PostgreSQL中的BlockIdData解释

2020-05-19 17:31:22

本文是基于当前的PostgreSQL master分支进行介绍的，当前commitid为087d3d0583cf292146a7385746d1f5b53eeeaee6。

只要学习过PostgreSQL存储结构的同学，对于ctid一定不会陌生。ctid是PostgreSQL是对于物理tuple的标识符，不同对象存在相同的ctid。

ctid由两部分构成，page顺序值以及tuple顺序值，一般表示为，'(12, 33)'。page顺序值指的是page在所有segment中的顺序，是一个且连续的数值；tuple顺序值指的是在当前page页面中的顺序值。这两项就能够标识tuple了。

/*
 * ItemPointer:
 *
 * This is a pointer to an item within a disk page of a known file
 * (for example, a cross-link from an index to its parent table).
 * ip_blkid tells us which block, ip_posid tells us which entry in
 * the linp (ItemIdData) array we want.
 *
 * Note: because there is an item pointer in each tuple header and index
 * tuple header on disk, it's very important not to waste space with
 * structure padding bytes.  The struct is designed to be six bytes long
 * (it contains three int16 fields) but a few compilers will pad it to
 * eight bytes unless coerced.  We apply appropriate persuasion where
 * possible.  If your compiler can't be made to play along, you'll waste
 * lots of space.
 */
typedef struct ItemPointerData
{
    BlockIdData ip_blkid;
    OffsetNumber ip_posid;
}

以上是ctid或者ItemPointerData的源码表示。OffsetNumber ip_posid就是表示tuple顺序值。

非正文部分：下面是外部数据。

PR #193, opened 2021-07-21
Replace all HTML links by react-router-dom links

mfrachet:
Basically moves from the `<a>` tag to the `<NavLink>` react-router-dom component (and adjust the according tests)


soupette (approved):
LGTM!!!

PR #198, opened 2021-07-22
Add zoom to the Avatar component

mfrachet:
# Avatar

## Description

Add the possibility to display a "bigger" picture when hovering an avatar

## Demo

Example on : https://design-system-git-avatar-zoom-strapijs.vercel.app/?path=/story/design-system-atoms-avatar--base

## API

```diff
<Avatar
  src="https://avatars.githubusercontent.com/u/3874873?v=4"
  alt="marvin frachet"
+  preview="https://some-unknown-photo/x.png"
/>
```

or the following when the image is the same

```diff
<Avatar
  src="https://avatars.githubusercontent.com/u/3874873?v=4"
  alt="marvin frachet"
+  preview
/>
```

### DIFF
--- a/packages/strapi-design-system/src/Avatar/Avatar.js
+++ b/packages/strapi-design-system/src/Avatar/Avatar.js
@@ -1,21 +1,54 @@
-import React from 'react';
+import React, { useState } from 'react';
 import styled from 'styled-components';
 import PropTypes from 'prop-types';
 
-const avatarSize = '26px';
+const avatarSize = 26;
+const previewSize = 64;
 
 const AvatarImg = styled.img`
   border-radius: 50%;
   display: block;
-  height: ${avatarSize};
-  width: ${avatarSize};
 `;
 
-export const Avatar = ({ src, alt }) => {
-  return <AvatarImg src={src} alt={alt} width={avatarSize} height={avatarSize} />;
+const PreviewContainer = styled.img`
+  border-radius: 50%;
+  position: absolute;
+  transform: translate(-${(previewSize - avatarSize) / 2}px, -100%);
+  margin-top: -${({ theme }) => theme.spaces[1]};
+`;
+
+export const Avatar = ({ src, alt, preview }) => {
+  const [previewVisible, setPreviewVisible] = useState(false);
+
+  return (
+    <span>
+      {preview && previewVisible && (
+        <PreviewContainer
+          aria-hidden
+          alt=""
+          width={`${previewSize}px`}
+          height={`${previewSize}px`}
+          src={preview === true ? src : preview}
+        />
+      )}
+      <AvatarImg
+        src={src}
+        alt={alt}
+        width={`${avatarSize}px`}
+        height={`${avatarSize}px`}
+        onMouseEnter={() => setPreviewVisible(true)}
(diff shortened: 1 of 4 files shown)


maevalienard (approved):
LGTM, great job! Thank you :D

maevalienard (changes requested):
We should have a slight overlay on the avatar (not the zoom preview but the avatar itself), "The specific avatar gets a 60% neutral0 overlay on top of it" :)

maevalienard (approved):
Awesome, thank you!

packages/strapi-design-system/src/Avatar/Avatar.js
```diff
@@ -1,21 +1,66 @@
...
+        <PreviewContainer
+          aria-hidden
+          alt=""
+          width={`${previewSize}px`}
+          height={`${previewSize}px`}
+          src={preview === true ? src : preview}
+        />
+      ) : null}
+
+      <AvatarImgWrapper onMouseEnter={() => setPreviewVisible(true)} onMouseLeave={() => setPreviewVisible(false)}>
```
HichamELBSI, line 50: Should we change this wrapper to an inline element so that the mouse over will be triggered only on the AvatarImg and not on the div row 🤔  ?

avatar

HichamELBSI: Also, should we handle the focus on that component so we can trigger the zoom with the keyboard?

packages/strapi-design-system/src/Avatar/Avatar.js
```diff
@@ -1,21 +1,66 @@
...
-  return <AvatarImg src={src} alt={alt} width={avatarSize} height={avatarSize} />;
+const AvatarImgWrapper = styled.div`
+  position: relative;
+`;
+
+const PreviewContainer = styled.img`
+  border-radius: 50%;
+  position: absolute;
+  transform: translate(-${(previewSize - avatarSize) / 2}px, -100%);
+  margin-top: -${({ theme }) => theme.spaces[1]};
```
HichamELBSI, line 22: Maybe we will need to add some zIndex here wdyt ? 🤔

HichamELBSI (changes requested):

packages/strapi-design-system/src/Avatar/Avatar.js
mfrachet: do we need a z-index? 🤔

packages/strapi-design-system/src/Avatar/Avatar.js
mfrachet: I'm wondering about the impact of this? The image is already so small 🤔 . Do you think we could benefit from this?

HichamELBSI: We can keep it like that and see if there is any feedback on the use 👍🏽

packages/strapi-design-system/src/Avatar/Avatar.js
HichamELBSI: Probably not, we'll see on the use 👍🏽

HichamELBSI (approved):
LGTM

PR #200, opened 2021-07-22
Keyboard navigator

mfrachet:
# Keyboard navigator

## Description

The idea is to create a component that can wrap a DOM tree and allows to navigate using the keyboard.

- ArrowUp / ArrowLeft moves the focus to the next element
- ArrowDown / ArrowRight moves the focus to the previous element
- End / Home moves the focus to the first/last element

This is practical for grouping accordions for example, or a set of cards (like in the MediaLibrary). Instead of duplicating the same logic in both places, I've gathered it inside this single component

## Demo

## API

```jsx
<KeyboardNavigable tagName="" attributeName="">
  <DomTree />
</KeyboardNavigable>
```

## Demo

Navigating using the keyboard in the media library


HichamELBSI (approved):
LGTM ! That's awesome thanks 😄

PR #202, opened 2021-07-22
Fix modal layout

mfrachet:
The ModalLayout was showing below the overlay in the CRA app because the modal content was set as a sibling of the modal background

Before:

A modal visually not correctly positioned

After:

A modal visually well positioned


HichamELBSI (approved):
LGTM

PR #204, opened 2021-07-26
Fix DatePicker QA / Refactoring

mfrachet:
- Take into consideration the QA from @maevalienard 
- Split the file in multiple for clarity
- Added some E2E tests to keep the basic behaviour

### DIFF
--- a/packages/strapi-design-system/jest.e2e.js
+++ b/packages/strapi-design-system/jest.e2e.js
@@ -9,6 +9,7 @@ module.exports = {
         // headless: false,
         // devtools: true,
       },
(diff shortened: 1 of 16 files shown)


packages/strapi-design-system/jest.e2e.js
```diff
@@ -9,6 +9,7 @@ module.exports = {
         // headless: false,
         // devtools: true,
       },
+      contextOptions: { locale: 'en-EN' },
```
mfrachet, line 12: ℹ️ Allows the date to be formatted in en/EN when using the INTL API

PR #147, opened 2026-07-20
fix(audit): scope issue reads/updates by project_id + bound the list (T5)

jlamoreaux:
## What & why

`listIssues` / `getIssueByNumber` / `updateIssue` matched on the free-form `project` **name**, so a project could read (and update) a **same-named project's issues in another namespace** — the same cross-tenant leak class fixed for webhooks in #142.

Add an optional `projectId`; when provided, match:

```sql
WHERE (project_id = ? OR (project_id IS NULL AND project = ?)) …
```

Canonical id first, name only as a **legacy fallback** for rows whose `project_id` wasn't backfilled. Every route + UI caller (which already resolves the project for authz) now passes `project.id`.

## Deliberately scoped OUT (needs a gated migration)

This is the **read/update** isolation only. The hazardous parts of the KV→D1 identity migration are **not** here:
- switching issue-**number** generation to `MAX(number)+1 WHERE project_id=?`, and
- backfilling `project_id` onto legacy `NULL` rows.

Doing the numbering switch while legacy issues carry `NULL project_id` would **restart numbering at 1 and collide** with existing issue numbers — it needs a backfill-first, staged migration (its own `/ship` cycle with sign-off). This PR is intentionally non-breaking so it can land independently.

## Why it's safe / non-breaking

- Correctly-stamped rows return **identically** (project_id matches).
- Legacy `NULL`-project_id rows stay reachable via the name fallback.
- Number **generation is untouched**, so no renumber, no collision.
- New optional param → all existing storage-level callers/tests compile and pass unchanged.

## Tests

- Two same-named projects with distinct ids don't see each other's issues (`listIssues` + `getIssueByNumber`).
- A number that belongs to project A is **not** returned when scoped to project B.
- Legacy `NULL`-project_id rows remain reachable via the fallback.

Full suite **1053 passing**; typecheck + biome clean.

### DIFF
--- a/src/routes/issues.ts
+++ b/src/routes/issues.ts
@@ -28,6 +28,10 @@ const app = new Hono<{ Bindings: Env }>();
 const MAX_TITLE_LENGTH = 200;
 const MAX_BODY_LENGTH = 20_000;
 
+/** Default + hard cap for the paginated issues listing (bounds the response). */
+const DEFAULT_ISSUES_PAGE = 100;
+const MAX_ISSUES_PAGE = 500;
+
 interface RouteContext {
   env: Env;
   get(key: "userId" | "agentId" | "agentOwnerId"): string | undefined;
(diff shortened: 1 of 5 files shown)


jlamoreaux:
Updated: this PR now **also closes the unbounded-`listIssues` finding** — added an optional `limit` (default unlimited; internal callers unchanged) and the GET issues route caps the response at 100 (up to 500 via `?limit=`). Tests cover the bound.

PR #148, opened 2026-07-20
fix(audit): scope listChanges by project_id + bound the response (T5)

jlamoreaux:
## What & why

`listChanges` matched on the free-form `project` **name**, so a project could list a **same-named project's changes in another namespace** — the same cross-tenant read leak fixed for webhooks (#142) and issues (#147).

Add an optional `projectId`; when provided, match `(project_id = ? OR (project_id IS NULL AND project = ?))` — canonical id first, name only as a **legacy fallback**. All three callers (the changes list route + two UI pages, which already resolve the project) pass `project.id`.

## Safe / non-breaking

- Correctly-stamped rows return **identically**; legacy `NULL`-project_id rows stay reachable via the name fallback.
- `getChange` is keyed on the **globally-unique** change id (`chg_…`), so it was never cross-tenant — only the by-name *list* needed scoping.
- The numbering/backfill migration remains **out of scope** (gated), as with #147.

## Tests

- Same-named collision (two projects named `acme`, distinct ids) → each `listChanges` returns only its own changes.
- Legacy `NULL`-project_id rows reachable via the fallback.
- Name-only path (no `projectId`) unchanged.

Full suite **1053 passing**; typecheck + biome clean.

### DIFF
--- a/src/routes/changes.ts
+++ b/src/routes/changes.ts
@@ -126,6 +126,10 @@ function parseGitHubRepo(url: string): { owner: string; repo: string } | null {
 
 const MERGEABLE_STATUSES: Change["status"][] = ["approved", "accepted", "promoted"];
 
+/** Default + hard cap for the paginated changes listing (bounds the response). */
+const DEFAULT_CHANGES_PAGE = 100;
+const MAX_CHANGES_PAGE = 500;
+
 /**
  * Success response for endpoints that the change-detail UI posts to with plain HTML forms.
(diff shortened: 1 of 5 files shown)


jlamoreaux:
Updated: this PR now **also closes the unbounded-`listChanges` finding** — added an optional `limit` (default unlimited, so internal callers are unchanged) and the GET changes route caps the response at 100 (client may request up to 500 via `?limit=`). Tests cover the bound.

PR #204, opened 2026-08-18
Webhook evaluator: validate the verdict fail-closed and stop shipping webhook.secret in the payload

### LINKED ISSUE #195: Webhook evaluator verdict is unvalidated and leaks webhook.secret in the request payload
## Concern

`src/evaluation/webhook-evaluator.ts` trusts the external CI response without validation, and over-shares the policy.

- The response is cast, never checked: `const json = (await response.json()) as { score, passed, reason }`. A CI returning `{"passed":"no"}` (truthy string), `{"score":999}`, or omitting fields passes the gate — no clamping, no type check, no fail-closed. (Contrast the LLM evaluator, which does all three.)
- The request body is `JSON.stringify({diff, policy})` — it ships the **entire policy including `webhook.secret`** to the endpoint. The LLM path strips secrets via `sanitizePolicy`; the webhook path does not.

### Related architectural limit
The webhook evaluator is synchronous request/response only — there is no async callback API for a long external CI run to report back, so long runs must hold the HTTP connection open *inside change creation* on a Worker.

## Suggested direction
Validate/clamp the verdict and fail closed on malformed responses; strip secrets from the outgoing policy; consider an async status-callback path for external CI.

jlamoreaux:
## Summary

The webhook evaluator trusted the external CI endpoint's response verbatim (`await response.json() as {score, passed, reason}`), so `{"passed":"no"}` (a truthy string), `{"score":999}`, missing fields, or a non-JSON body could open the merge gate. It also serialized the full policy — including `webhook.secret` — into the outgoing request body.

Fix, mirroring the LLM evaluator's conventions:

- **Fail-closed validation:** the response must be a JSON object with a real `boolean` `passed` and a finite `number` `score` (clamped to [0,1]); `reason` defaults when not a string. Non-JSON bodies, non-object JSON, and missing/mistyped fields all return `{score: 0, passed: false}` with a warn log — the gate never passes on an unreadable verdict. Network/timeout errors still surface as `ExternalServiceError` as before.
- **Secret stripping:** the outgoing body is now `JSON.stringify({diff, policy: sanitizePolicy(policy)})`, reusing the same `sanitizePolicy` the LLM path uses — extracted from `llm-evaluator.ts` into a shared `src/evaluation/sanitize-policy.ts` (moved verbatim; LLM behavior unchanged) to avoid a webhook→llm import. The secret still signs the request via `X-Stratum-Signature`, computed over the sanitized body.

Notes for review:
- No threshold is applied to the webhook verdict (webhook config has none); `passed` is taken as reported once validated.
- A body-read timeout during `response.json()` now fails closed as "not valid JSON" instead of surfacing as an `ExternalServiceError` — consistent with fail-closed intent, but a slight behavior shift for that narrow race.
- The async status-callback path for long CI runs mentioned in the issue is out of scope here.

## Related issues

Closes #195

## Type of change

- [x] Bug fix
- [ ] New feature
- [ ] Refactor / cleanup
- [ ] Documentation
- [ ] Other:

## How was this verified?

12 new WebhookEvaluator tests in `tests/evaluation.test.ts`: valid verdict passthrough with clamping, truthy-string `passed` fails closed, non-finite/missing score, missing fields, non-JSON and non-object responses, and an assertion that the outgoing fetch body does not contain the secret. Coverage on `src/evaluation/webhook-evaluator.ts`: 100% statements/lines/functions, 97.43% branches (the one missed branch is v8's synthetic exceptional-finally entry, unreachable because the preceding catch is exhaustive); `sanitize-policy.ts` at 100%. Full suite: 1249 passed.

- [x] `npm run typecheck`
- [x] `npm test`
- [x] `npm run lint`

## Checklist

- [x] Docs updated where the change makes them inaccurate
- [x] The web UI change (if any) stays server-rendered with no client-side JavaScript

---
_Generated by [Claude Code](https://claude.ai/code/session_015dp67PBbFT666GnMLuxvm1)_

## Summary by CodeRabbit

* **Security**
  * Webhook requests no longer transmit evaluator secrets, while signing continues to work securely.

* **Bug Fixes**
  * Improved handling of malformed, invalid, or unexpected webhook responses.
  * Invalid scores are safely constrained to the 0–1 range.
  * Missing or invalid result details now receive safe default values.
  * Webhook evaluation failures now fail closed with a score of zero.

### DIFF
--- a/src/evaluation/llm-evaluator.ts
+++ b/src/evaluation/llm-evaluator.ts
@@ -4,7 +4,8 @@ import { ExternalServiceError } from "../utils/errors";
 import type { Logger } from "../utils/logger";
 import type { Result } from "../utils/result";
 import { err, ok } from "../utils/result";
-import type { EvalPolicy, EvalResult, Evaluator, EvaluatorConfig } from "./types";
+import { sanitizePolicy } from "./sanitize-policy";
+import type { EvalPolicy, EvalResult, Evaluator } from "./types";
 
 const DEFAULT_MODEL = "@cf/meta/llama-3.1-8b-instruct";
 const DEFAULT_THRESHOLD = 0.7;
@@ -27,19 +28,6 @@ const SYSTEM_PROMPT = [
   "Respond with ONLY a JSON object and no other text:",
   '{"score": <0.0-1.0>, "passed": <bool>, "reason": "<one sentence>", "issues": ["<finding>"]}',
 ].join(" ");
-
-function sanitizePolicy(policy: EvalPolicy): EvalPolicy {
-  return {
-    ...policy,
-    evaluators: policy.evaluators.map((cfg: EvaluatorConfig) => {
-      if (cfg.type === "webhook") {
-        const { secret: _secret, ...rest } = cfg;
-        return rest;
-      }
-      return cfg;
-    }),
-  };
-}
 
 export class LLMEvaluator implements Evaluator {
   constructor(private ai: AiBinding) {}
--- a/src/evaluation/sanitize-policy.ts
+++ b/src/evaluation/sanitize-policy.ts
@@ -1,0 +1,19 @@
+import type { EvalPolicy, EvaluatorConfig } from "./types";
+
+/**
+ * Strip credentials from a policy before it leaves the Worker (serialized into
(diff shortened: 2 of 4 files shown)


jlamoreaux:
@coderabbitai review

---

Issue #235, opened 2026-08-19
Backfill webhooks.project_id and remove the name-based tenant fallback


jlamoreaux:
## Background

PR #227 scoped webhook management by `project_id` and stopped leaking signing secrets. It intentionally kept the legacy name fallback in `webhookBelongsToProject` and `listWebhooks`:

```
project_id = ? OR (project_id IS NULL AND project = ?)
```

Webhooks created **before migration 025** (which added `webhooks.project_id`) have a null `project_id`. For those legacy rows, the name fallback still permits a same-named project in another namespace to match — across the management, listing, **and delivery** paths (the delivery consumer `src/queue/webhook-delivery.ts` shares `listWebhooks`). Every webhook created since 025 carries `project_id`, so this affects legacy rows only.

Removing the fallback in isolation is unsafe: it would orphan legitimate legacy webhooks on single-tenant instances (owner can no longer manage them) and wouldn't fully close the delivery path.

## The fix (coordinated)

1. **Backfill** `webhooks.project_id` for all null rows. Project identity lives in KV, so this is an **app-level** pass (resolve each row's `project` name → KV project id → `UPDATE webhooks SET project_id = ?`), not a pure SQL migration. Model it on the existing admin backfill endpoints.
2. **Verify** no null `project_id` rows remain (a check/report before step 3).
3. **Remove the name fallback** consistently:
   - `webhookBelongsToProject` (`src/storage/webhooks.ts`) — compare `project_id` only.
   - `listWebhooks` — drop the `OR (project_id IS NULL AND project = ?)` clause (affects both management and delivery callers).
   - Update `tests/webhooks.test.ts` / `tests/webhooks-routes.test.ts` to assert legacy null-`projectId` rows are rejected rather than name-matched.

**Acceptance:** verification confirms zero null `project_id` rows in `webhooks`, and no name-based fallback remains in the helper, `listWebhooks`, or the delivery query.

Tracks the residual raised by CodeRabbit on #227.

PR #268, opened 2026-08-24
Admin apply-endpoint to backfill webhooks.project_id from KV (steps 1–2 of #235)

jlamoreaux:
## Summary

Implements the **backfill** and **verification** halves of #235's coordinated fix. `webhooks` rows written before migration 025 carry a NULL `project_id`; project identity lives in KV, so this is an app-level pass — exactly what `scripts/backfill-project-id.ts` documented as the intended shape but never implemented for lack of an admin write endpoint (the existing `/api/admin/backfill-project-id/plan` is read-only).

- **New:** `POST /api/admin/backfill-project-id/webhooks/apply` — admin-only, mirroring the existing plan endpoint's `requireAdmin` pattern. For every NULL-`project_id` row it resolves the row's `project` name against the KV project directory and stamps `project_id`, but **only when the name resolves to exactly one project across all namespaces**. Ambiguous or unresolved names are left NULL and reported — never guessed, since this is a tenant-isolation boundary and a bare name can collide across namespaces.
- The response reports `{ updated, skipped: [{ webhookId, project, reason }], remainingNullRows }` — `remainingNullRows` is the step-2 verification the issue calls for; it should read `0` after a clean run.
- Writes an audit entry (`webhook.project_id_backfilled`) per run. Updates re-assert `project_id IS NULL` at write time as defense against concurrent runs.

**Step 3 (removing the name-based fallback in `webhookBelongsToProject` / `listWebhooks`) is deliberately NOT in this PR.** It's only safe after this backfill has run against production and the report confirms zero remaining NULL rows; removing it earlier would orphan any legacy webhook whose name is ambiguous/unresolved. That removal should follow as its own PR once an operator has run the apply endpoint.

## Related issues

Refs #235 (steps 1–2; fallback removal deferred until production backfill is verified)

## Type of change

- [x] New feature

## How was this verified?

- [x] `npm run typecheck`
- [x] `npm test` (full suite: 1729 passed, 0 failures)
- [x] `npm run lint`

- New unit tests (`tests/backfill-plan.test.ts`): unique-name row backfilled; ambiguous name (two namespaces, same project name) stays NULL and is reported; unresolved name stays NULL and is reported; already-backfilled rows untouched.
- New route tests (`tests/backfill-route.test.ts`): 403 without admin credentials (backfill/audit never invoked); 200 + audit entry for an admin.

## Checklist

- [x] Docs updated where the change makes them inaccurate (script stub already describes this shape)
- [x] The web UI change (if any) stays server-rendered with no client-side JavaScript (no UI change)

https://claude.ai/code/session_01Gk1wNDsuwpt6q36oZaZhof

---
_Generated by [Claude Code](https://claude.ai/code/session_01Gk1wNDsuwpt6q36oZaZhof)_

## Summary by CodeRabbit

* **New Features**
  * Added a protected endpoint to apply webhook project associations.
  * Webhooks are updated only when their project name uniquely matches a project.
  * Results include updated, skipped, unresolved, and remaining-unmatched records.
  * Added audit logging with an indicator showing whether auditing succeeded.
  * Added documentation for the administrative operation.

* **Bug Fixes**
  * Prevented overwriting existing associations and handled concurrent updates safely.
  * Ambiguous or unresolved matches remain unchanged.
  * Audit failures no longer prevent successful webhook updates.

### DIFF
--- a/src/routes/backfill.ts
+++ b/src/routes/backfill.ts
@@ -8,6 +8,11 @@ import { forbidden, internalError, ok } from "../utils/response";
 
 const app = new Hono<{ Bindings: Env }>();
 
+/**
+ * Gate an admin-only backfill route, returning a request-scoped logger on
+ * success. Accepts either the X-Admin-API-Key header or an authenticated
+ * admin user, matching the existing /plan endpoint's contract.
+ */
 async function requireAdmin(c: {
   env: Env;
   req: { header: (n: string) => string | undefined; path: string; method: string };
@@ -64,7 +69,7 @@ app.post("/webhooks/apply", async (c) => {
   const report = await backfillWebhookProjectIds(c.env, logger);
   if (!report.success) return internalError(report.error.message);
 
-  await recordAudit(c.env.DB, logger, {
+  const auditResult = await recordAudit(c.env.DB, logger, {
     action: "webhook.project_id_backfilled",
     actorType: c.get("userId") ? "user" : "system",
     ...(c.get("userId") !== undefined ? { actorId: c.get("userId") } : {}),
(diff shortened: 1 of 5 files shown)


jlamoreaux:
@coderabbit review

PR #287, opened 2026-08-26
Backfill route: audit partial runs, and attribute audits to the credential that authorized them

jlamoreaux:
## Summary

Follow-up to #268, which merged before two review findings on it could land. Both are auditability defects in `POST /api/admin/backfill-project-id/webhooks/apply`, verified against `main` at `81704f8`:

**1. A partially-applied backfill left no audit trail.** `backfillWebhookProjectIds` issues one `UPDATE` per row, and D1 auto-commits each independently — there is no enclosing transaction. A throw on row N therefore leaves rows 1..N-1 already stamped, but the route returned `internalError(...)` *before* ever reaching `recordAudit`. A privileged mutation landed with zero provenance.

The backfill is deliberately idempotent and resumable, so partial application is expected and fine; doing it invisibly is not. Rather than force the whole run into one D1 `batch()` (which would put an unbounded number of statements in a single batch and defeat resumability), the function now carries its partial `updated`/`skipped` counts out on the returned `AppError`'s `context` — mirroring how `applySourceUpdate` attaches `context: { missingMergeBase }` — and the route records a `failed: true` audit entry from them before returning the 500. That write is best-effort, exactly like the success path: if it also fails, it is logged and the original error is returned untouched.

**2. API-key-authorized runs were attributed to the wrong actor.** `isAdminRequest` checks the `X-Admin-API-Key` branch first and returns without ever consulting `userId`, but the route derived `actorType` from `c.get("userId") ? "user" : "system"`. A service-to-service run that happened to carry any user session — including a non-admin one — recorded that user as the actor. Misattribution in an audit trail is worse than an absent `actorId`.

Added `resolveAdminAuth`, which returns which credential granted access. `isAdminRequest` becomes a thin boolean wrapper over it, so its **signature is unchanged** and its other five call sites (`audit.ts`, `backup.ts`, `deletion-jobs.ts`, `metrics.ts`, `restore.ts`) are untouched. Branch order, checks, and the fail-closed-when-neither-secret-is-configured behavior are all identical — only the reported attribution changed.

The `audited: false` success-path contract agreed on in #268 is unchanged: a failed audit write after a successful backfill is still a 200 with `audited: false`, not a 500, since `recordAudit` is best-effort by contract and a 500 would discard the `remainingNullRows` count the endpoint exists to report.

## Related issues

Follow-up to #268; part of #235 (steps 1–2).

## Type of change

- [x] Bug fix (non-breaking change which fixes an issue)

## How was this verified?

- `npm run typecheck` — clean.
- `npm run lint` — clean, 302 files.
- `npx vitest run` (full suite) — 141 files passed, 3 skipped; **2130 tests passed, 27 skipped, 0 failures**.
- New tests in `tests/backfill-route.test.ts`:
  - failure path records the partial `updated`/`skipped` with `failed: true` and still returns 500;
  - a failure-path audit write that itself fails still returns the original 500 and message untouched;
  - mixed credentials (valid `X-Admin-API-Key` + a non-admin `userId` attached by middleware) record `actorType: "system"` with no `actorId`.
- Re-ran the suites for every other `isAdminRequest` call site unmodified (`audit`, `metrics`, `backup`, `restore`, `deletion-jobs`, `deletion-routes`) — 46/46 pass.

## Checklist

- [x] Tests added/updated for the change
- [x] Full test suite passes locally
- [x] Lint and typecheck pass
- [x] No changes to public API signatures (`isAdminRequest` is unchanged; `resolveAdminAuth` is additive)

---

https://claude.ai/code/session_01Gk1wNDsuwpt6q36oZaZhof

---
_Generated by [Claude Code](https://claude.ai/code/session_01Gk1wNDsuwpt6q36oZaZhof)_

## Summary by CodeRabbit

* **Bug Fixes**
  * Improved admin authorization handling for backfill operations.
  * Backfill failures now preserve the original error details and report partial progress.
  * Failed operations now receive audit records, including cases where only some items were processed.
  * Audit records more accurately identify whether an operation was authorized by an API key or user credentials.
  * Preserved the original operation error even when failure auditing encounters an additional error.

### DIFF
--- a/src/routes/backfill.ts
+++ b/src/routes/backfill.ts
@@ -2,7 +2,7 @@ import { Hono } from "hono";
 import { recordAudit } from "../storage/audit";
 import { backfillWebhookProjectIds, computeBackfillPlan } from "../storage/backfill-plan";
 import type { Env } from "../types";
-import { isAdminRequest } from "../utils/admin";
+import { resolveAdminAuth } from "../utils/admin";
 import { createLogger } from "../utils/logger";
 import { forbidden, internalError, ok } from "../utils/response";
 
@@ -12,19 +12,26 @@ const app = new Hono<{ Bindings: Env }>();
  * Accepts either the X-Admin-API-Key header or an authenticated admin user,
  * deliberately matching /plan's contract: an operator running the dry-run and
  * the apply back-to-back should not need two different credentials.
+ *
+ * Carries `via` out alongside `ok` so callers that write an audit entry can
+ * attribute the action to whichever credential actually authorized it,
+ * rather than to a `userId` that merely happened to be attached to the
+ * request (see resolveAdminAuth).
  */
 async function requireAdmin(c: {
   env: Env;
   req: { header: (n: string) => string | undefined; path: string; method: string };
   get: (k: "userId") => string | undefined;
-}): Promise<{ ok: true; logger: ReturnType<typeof createLogger> } | { ok: false }> {
+}): Promise<
+  { ok: true; logger: ReturnType<typeof createLogger>; via: "api-key" | "user" } | { ok: false }
+> {
   const logger = createLogger({
     requestId: crypto.randomUUID(),
     userId: c.get("userId"),
     path: c.req.path,
     method: c.req.method,
   });
-  const isAdmin = await isAdminRequest(
+  const auth = await resolveAdminAuth(
     c.env,
     {
       ...(c.req.header("X-Admin-API-Key") !== undefined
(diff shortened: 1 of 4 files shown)


jlamoreaux:
@coderabbitai review

The one finding from the previous review (type docs on `src/utils/admin.ts`) was fixed in `ae7724b` and you marked it addressed, and the thread is resolved — but the incremental review of that commit was rate-limited, so the review state still reads changes-requested. CI is green on all 11 checks and the branch merges cleanly into `main`.

---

这里要注意的是BlockIdData ip_blkid，先看一下BlockIdData的源码：

/*
 * BlockId:
 *
 * this is a storage type for BlockNumber.  in other words, this type
 * is used for on-disk structures (e.g., in HeapTupleData) whereas
 * BlockNumber is the type on which calculations are performed (e.g.,
 * in access method code).
 *
 * there doesn't appear to be any reason to have separate * except
 * for the fact that BlockIds can be SHORTALIGN'd (and therefore any
 * structures that contains them, such as ItemPointerData, can also be
 * SHORTALIGN'd).  this is an important consideration for reducing the
 * space requirements of the line pointer (ItemIdData) array on each
 * page and the header of each heap or index tuple, so it doesn't seem
 * wise to change this without good reason.
 */
typedef struct BlockIdData
{
    uint16      bi_hi;
    uint16      bi_lo;
} BlockIdData;

从上可以看出，page顺序值是由两部构成，bi_hi和bi_lo。而我们能够看到page顺序值其实是一个无符号整型。早期，我一直认为hi表示segment文件顺序值，而lo表示当前segment的顺序值，近在整理存储这部分代码时，发现page顺序值是一个连续值，所以重新研究发现，其实page顺序值就是typedef uint32 BlockNumber。

我们看一下BlockNumber相关源码：

/*
 * BlockNumber:
 *
 * each data file (heap or index) is divided into postgres disk blocks
 * (which may be thought of as the unit of i/o -- a postgres buffer
 * contains exactly one disk block).  the blocks are numbered
 * sequentially, 0 to 0xFFFFFFFE.
 *
 * InvalidBlockNumber is the same thing as P_NEW in bufmgr.h.
 *
 * the access methods, the buffer manager and the storage manager are
 * more or less the only pieces of code that should be accessing disk
 * blocks directly.
 */
typedef uint32 BlockNumber;

#define InvalidBlockNumber		((BlockNumber) 0xFFFFFFFF)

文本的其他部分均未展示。